Le vieillard eut une grimace des plus significatives.

—Ah! je le reconnais bien là! s'écria-t-il. Rien ne saurait l'émouvoir. Son fils unique est lâchement accusé d'un crime, arrêté, et en prison. On le prévient, on pense qu'il va accourir... Erreur! Que son fils se tire d'affaire s'il peut. Lui restera à surveiller ses potiches. Ah! si j'avais encore un fils!...

—Mon mari, monsieur, protesta la marquise, pense qu'il sera plus utile à Jacques en restant à Paris. Il peut y avoir des démarches à faire...

—Le chemin de fer n'est-il pas là...

—Enfin, prononça Mme de Boiscoran, il m'a confiée à monsieur... (Elle montrait le jeune avocat.) Monsieur Manuel Folgat, dont l'expérience, le talent et le dévouement nous sont acquis.

Ainsi présenté régulièrement, maître Folgat s'inclinait.

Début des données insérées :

PR #629, opened 2026-02-03
feat: add lightweight health server for Kubernetes probes

ajcasagrande:
Add HealthServerMixin providing /healthz and /readyz endpoints using raw asyncio (no FastAPI overhead). Integrated into BaseService so all services automatically get health probe support.

Features:
- HealthCheckMixin: is_healthy(), is_ready(), get_health_details()
- HealthServerMixin: minimal asyncio HTTP server with pre-computed responses
- Subprocess protection: skips health server in child processes via _parent_pid
- Configurable via AIPERF_SERVICE_HEALTH_* environment variables

Environment settings:
- AIPERF_SERVICE_HEALTH_ENABLED (default: false)
- AIPERF_SERVICE_HEALTH_HOST (default: 127.0.0.1)
- AIPERF_SERVICE_HEALTH_PORT (default: 8080)
- AIPERF_SERVICE_HEALTH_REQUEST_TIMEOUT (default: 5.0)

## Release Notes

* **New Features**
  * Added configurable health server with Kubernetes-style liveness (`/healthz`) and readiness (`/readyz`) probes for container orchestration monitoring.
  * Introduced health server configuration via environment variables to enable/disable the server, customize host binding, port selection, and request timeout.

* **Documentation**
  * Added documentation for health server environment variables and configuration options.

### DIFF
--- a/src/aiperf/common/models/record_models.py
+++ b/src/aiperf/common/models/record_models.py
@@ -53,7 +53,7 @@ class MetricResult(JsonMetricResult):
 
     def to_display_unit(self) -> "MetricResult":
         """Convert the metric result to its display unit."""
-        from aiperf.exporters.display_units_utils import to_display_unit
+        from aiperf.metrics.display_units import to_display_unit
         from aiperf.metrics.metric_registry import MetricRegistry
 
         return to_display_unit(self, MetricRegistry)
--- a/src/aiperf/controller/system_controller.py
+++ b/src/aiperf/controller/system_controller.py
@@ -938,9 +938,9 @@ class SystemController(SignalHandlerMixin, BaseService):
             BenchmarkDurationMetric,
         )
 
+        # Metrics are already in display units from summarize()
         duration = self._profile_results.get(BenchmarkDurationMetric.tag)
         if duration:
-            duration = duration.to_display_unit()
             duration_str = f"[bold green]{BenchmarkDurationMetric.header}[/bold green]: {duration.avg:.2f} {duration.unit}"
             if self._was_cancelled:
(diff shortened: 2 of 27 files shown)


src/aiperf/common/mixins/health_server_mixin.py
```diff
@@ -0,0 +1,146 @@
...
+            self.debug("Health server skipped in subprocess.")
+            return
+
+        self.debug("Starting health server...")
+        host = Environment.SERVICE.HEALTH_HOST
+        port = Environment.SERVICE.HEALTH_PORT
+        self._health_server = await asyncio.start_server(
+            self._handle_health_request, host=host, port=port
+        )
+        self.info(f"Health server started on {host}:{port}")
```
debermudez: Thoughts on this:

```When AIPERF_SERVICE_HEALTH_ENABLED=true, every service instance attempts to bind the same host/port on @on_init. In component-integration runs or any scenario where multiple services are in one process, the second bind will raise and can abort startup. There’s no guard or recovery if the port is already in use.```

ajcasagrande: True, when used in `component-integration` that may cause concerns due to dingle process nature. I can add protection around that. The failure scenario is interesting. Because we can't just pick a different port, so the question comes do we exit the benchmark or continue without it?

I'm thinking we may just exit, because especially if this is in k8s mode, without the health server the pod will be killed eventually anyways

debermudez: seems like a reasonable approach to me.
Just exit is probably correct.

PR #652, opened 2026-02-06
fix: Use create_tcp_connector for metrics collector HTTP sessions

alperkokmen:
The `BaseMetricsCollectorMixin` was creating `aiohttp` sessions without a `TCPConnector`, bypassing the `AIPERF_HTTP_IP_VERSION` setting. This caused server metrics collection to fail when connecting to IPv6 endpoints even when `IP_VERSION=6` was configured. This is only an issue when using an IPv6 directly; when going through a proxy that sits in front of the IPv6 backend, `/metrics` worked fine.

Testing:
- Unit tests for connector initialization
- `AIPERF_HTTP_IP_VERSION=6 AIPERF_HTTP_SSL_VERIFY=false` with an IPv6 directly to confirm server metrics are collected.

## Release Notes

* **Bug Fixes**
  * Improved HTTP session stability through enhanced connection initialization and cleanup procedures.
  * Better resource management ensures proper cleanup of connections during initialization and shutdown.
  * Enhanced URL reachability checks for increased reliability.

* **Tests**
  * Added comprehensive unit tests for connection lifecycle management and resource cleanup validation.

### DIFF
--- a/src/aiperf/common/mixins/base_metrics_collector_mixin.py
+++ b/src/aiperf/common/mixins/base_metrics_collector_mixin.py
@@ -19,6 +19,7 @@ import aiohttp
 from aiperf.common.hooks import background_task, on_init, on_stop
 from aiperf.common.mixins import AIPerfLifecycleMixin
 from aiperf.common.models import ErrorDetails
+from aiperf.transports.aiohttp_client import create_tcp_connector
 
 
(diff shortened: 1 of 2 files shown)


ajcasagrande (approved):
@alperkokmen thanks, looks great!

—Et j'ai bon espoir, dit-il, tant il avait été gagné par la confiance de Mlle Denise. Mais je suis de l'avis de mademoiselle de Chandoré. Il faut agir sans perdre une seconde. Or, avant d'arrêter une ligne de conduite, j'aurais besoin de connaître exactement les faits.

—Malheureusement, nous ne savons rien, répondit M. de Chandoré. Rien, sinon que Jacques est au secret.

—Eh bien! nous nous informerons. Vous connaissez sans doute les magistrats de Sauveterre?